Sunday, April 4, 2010

Wendell Berry on restraints in art and life

A few nights ago I was re-reading Wendell Berry's essay "Faustian Economics" (Harpers, May 08), which I've assigned my composition students the last few semesters, and it reminded me of why you should never apologize for being a poet. My feeling was reinforced the next day after reading an absurd email from Temple's provost (to the entire university) claiming that an adjunct union isn't necessary. I've come to live my life in opposition to the thinking that characterized that email, a way of thinking that rests on the assumption that what's best for the privileged is best for everybody else, and that freedom is something granted to an individual for working hard and remaining loyal to people with more money. Wendell Berry, a farmer and poet, argues for a better definition of freedom than the traditional American one that foregrounds the individual's inherent license to do business at whatever cost to land, resources and other people:

"In our limitless selfishness, we have tried to define 'freedom,' for example, as an escape from all restraint. But, as my friend Bert Hornback has explained in his book The Wisdom in Words, 'free' is etymologically related to 'friend.' These words come from the same Indo-European root, which carries the sense of 'dear' or 'beloved.' We set our friends free by our love for them, with the implied restraints of faithfulness or loyalty. And this suggests that our 'identity' is located not in the impulse of selfhood but in deliberately maintained connections."

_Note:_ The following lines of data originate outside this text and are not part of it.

PR #955, opened 2016-09-24
Further improve snippet generation

### LINKED ISSUE #952: Snippets-for should be default behaviour
I've been teaching a workshop today.

Previous workflow:
* Run `behat --init`
* Write feature
* Run `behat --append-snippets`

New workflow:
* Run `behat --init`
* Write feature
* Run `behat --append-snippets --snippets-for`

It's not obvious to new users (from observation) that `--snippets-for` can be given as a boolean flag, so they are confused what value to give it.

This behaviour should be on by default in an interactive prompt, or perhaps be implied by `--append-snippets`, otherwise 3.2 requires more complex commands than 3.1 so is damaging to new users.

everzet:
Currently, when not using `SnippetAcceptingContext` interface (as it is deprecated), people are forced to use the `--snippets-for` flag in CLI. However, it is now obvious that for newcomers it is not transparent that `--snippets-for` has an interactive mode when called without argument. That causes unnecessary confusion.

This PR refactors slightly both pattern and context class identifiers to make both more flexible. As a result, context identifiers as of this commit operate in the following way:

1. If suite has any context implementing `SnippetAcceptingContext`, that class will be used for snippet generation.
2. If above is not true, but user explicitly provided a context class via `--snippets-for`, the provided class will be used
   instead.
3. If none of the above is  true, but the current CLI environment supports interactive mode - interactive mode will kick in automatically.
4. If none of the above is true, the help message asking user to use `--snippets-for` will be provided.

Closes #952

### DIFF
--- a/src/Behat/Behat/Context/Cli/InteractiveContextIdentifier.php
+++ b/src/Behat/Behat/Context/Cli/InteractiveContextIdentifier.php
@@ -57,7 +57,7 @@ final class InteractiveContextIdentifier implements TargetContextIdentifier
      */
     public function guessTargetContextClass(ContextEnvironment $environment)
     {
-        if (!$this->input->isInteractive()) {
+        if ($this->input->hasParameterOption('--no-interaction')) {
             return null;
         }
 
--- a/src/Behat/Behat/Context/Cli/InteractiveContextIdentifier.php
+++ b/src/Behat/Behat/Context/Cli/InteractiveContextIdentifier.php
@@ -57,6 +57,10 @@ final class InteractiveContextIdentifier implements TargetContextIdentifier
      */
     public function guessTargetContextClass(ContextEnvironment $environment)
     {
+        if (!$this->input->isInteractive()) {
+            return null;
+        }
+
         $suiteName = $environment->getSuite()->getName();
         $contextClasses = $environment->getContextClasses();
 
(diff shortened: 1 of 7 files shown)


src/Behat/Behat/Context/Cli/InteractiveContextIdentifier.php
```diff
@@ -57,6 +57,10 @@ public function __construct(TranslatorInterface $translator, InputInterface $inp
      */
     public function guessTargetContextClass(ContextEnvironment $environment)
     {
+        if ($this->input->hasParameterOption('--no-interaction')) {
```
stof: you should use ``$input->isInteractive()`` instead. The input can be non-interactive without having this option, thanks to autodetection of whether the command is run in a TTY or no.

everzet: I did [initially](https://github.com/Behat/Behat/pull/955/commits/283586a1ae521e5be0ef77c8042b18ec141caad6#diff-cc5e27e0868da5db12e6f72502938043R58). It breaks apart in the `Symfony\Console` prior to 2.7

everzet: Good catch, though. I made the tradeoff more explicit: https://github.com/Behat/Behat/commit/c04e67f3a1cfad72b7e79e192e537fb42268af26

PR #958, opened 2016-10-05
Simplify SuiteController::execute method logic

spolischook:


src/Behat/Testwork/Suite/Cli/SuiteController.php
```diff
@@ -60,24 +60,22 @@ public function configure(Command $command)
      * {@inheritdoc}
      */
     public function execute(InputInterface $input, OutputInterface $output)
-    {
-        $exerciseSuiteName = $input->getOption('suite');
+    {
```
stof: please don't add trailing whitespaces

src/Behat/Testwork/Suite/Cli/SuiteController.php
```diff
@@ -60,24 +60,22 @@ public function configure(Command $command)
      * {@inheritdoc}
      */
     public function execute(InputInterface $input, OutputInterface $output)
-    {
-        $exerciseSuiteName = $input->getOption('suite');
```
stof: please keep the variable definition outside the ``if``. It is more readable

src/Behat/Testwork/Suite/Cli/SuiteController.php
spolischook: fixed

src/Behat/Testwork/Suite/Cli/SuiteController.php
spolischook: fixed

stof:
This is breaking everything. Previously, when the suite name was not provided, all suites were registered. Now, you register none of them

PR #969, opened 2016-11-28
test suite filter with dash in name

mathroc:
this a test to illustrate #968 (I'm too lazy to run the tests on my machine so I'm editing from github and relying on travis here). 

I'll have a look later at how to fix this


everzet:
@mathroc thank you very much for effort, but can you add new scenario instead of changing the old one? I'd like scenarios to focus on one edge case at a time.

mathroc:
of course, there you go !

PR #971, opened 2016-12-06
Suite name with hyphen fix

### LINKED ISSUE #968: cli suite filter argument does not works for suite with "-" in names
> $ behat --suite=my-suite
[Behat\Testwork\Suite\Exception\SuiteNotFoundException]
  `my-suite` suite is not found or has not been properly registered.

but it works if I rename the suite to "my_suite" or "mysuite"

avant1:
This allows to use suites with hyphen in name in `--suite` CLI option.

Fixes #968.
I've included work from #969, but moved scenario to another feature file.

BTW this is a potential BC break for users who had hyphens in suite names and who used underscored version of names in `--suite` filters. 
With this PR `--suite=some_suite` will not work if suite has name `some-suite`.

However, this is a bugfix, and using underscored names was not documentated anywhere.

### DIFF
--- a/features/rerun_with_multiple_suite.feature
+++ b/features/rerun_with_multiple_suite.feature
@@ -19,8 +19,6 @@ Feature: Rerun with multiple suite
           suite2:
             paths:
               - features/bananas.feature
-          suite-3:
-            paths: {}
       """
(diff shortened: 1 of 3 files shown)


everzet:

It's the thought of faithfulness and loyalty as restraints that caught me this time. I'd never really thought of them as restraints. That is, I've never felt restrained by being faithful or loyal to someone. That's always come natural to me. But I think I'm understanding Berry's point more deeply now. When you're free, you aren't aware of restraints. When you're free you're creating, and you do so hardly knowing. You don't experience restraint as restraint.

Maybe I'm somewhat free in regard to friendship and community then. Certainly I'm not free in other ways. Anyway, Berry believes these restraints are the root of a potential paradigm shift. What about the more obvious restraints--say the restraint of that which does not believe in you--the world that worships efficiency and fashion, that will suck the boss to be the boss? Berry suggests that those restraints are broken by bypassing them for truer restraints, by subscribing to another model and living it.

What's hard, for me, is locating the right restraints, ones that are "not confinements but rather inducements to formal elaboration and elegance, to fullness of relationship and meaning." This has to be case by case. It can't be as simple as be a good neighbor or love is all you need. For example, what about my wariness of people (and institutions) that want from me without intent to give back? What about my broken heart? Those too are restraints you have to work within. There are competing restraints on an individual level that seem to make progress impossible. Berry suggests the answers to our problems, individual and collective, are in our cultural heritage, in the products of real freedom; there's nowhere else to go. So back to books and trying to be like Jesus and buying fair trade coffee, I guess.

Out of loyalty to Berry, who's the kind of writer I tend to trust (because he's been around), here are more of his words:

"It is the artists, not the scientists, who have dealt unremittingly with the problem of limits. A painting, however large, must finally be bounded by a frame or a wall. A composer or playwright must reckon, at a minimum, with the capacity of an audience to sit still and pay attention. A story, once begun, must end somewhere within the limits of the writer’s and the reader’s memory. And of course the arts characteristically impose limits that are artificial: the five acts of a play, or the fourteen lines of a sonnet. Within these limits artists achieve elaborations of pattern, of sustaining relationships of parts with one another and with the whole, that may be astonishingly complex. And probably most of us can name a painting, a piece of music, a poem or play or story that still grows in meaning and remains fresh after many years of familiarity.

"We know by now that a natural ecosystem survives by the same sort of formal intricacy, ever-changing, inexhaustible, and no doubt finally unknowable. We know further that if we want to make our economic landscapes sustainably and abundantly productive, we must do so by maintaining in them a living formal complexity something like that of natural ecosystems. We can do this only by raising to the highest level our mastery of the arts of agriculture, animal husbandry, forestry, and, ultimately, the art of living."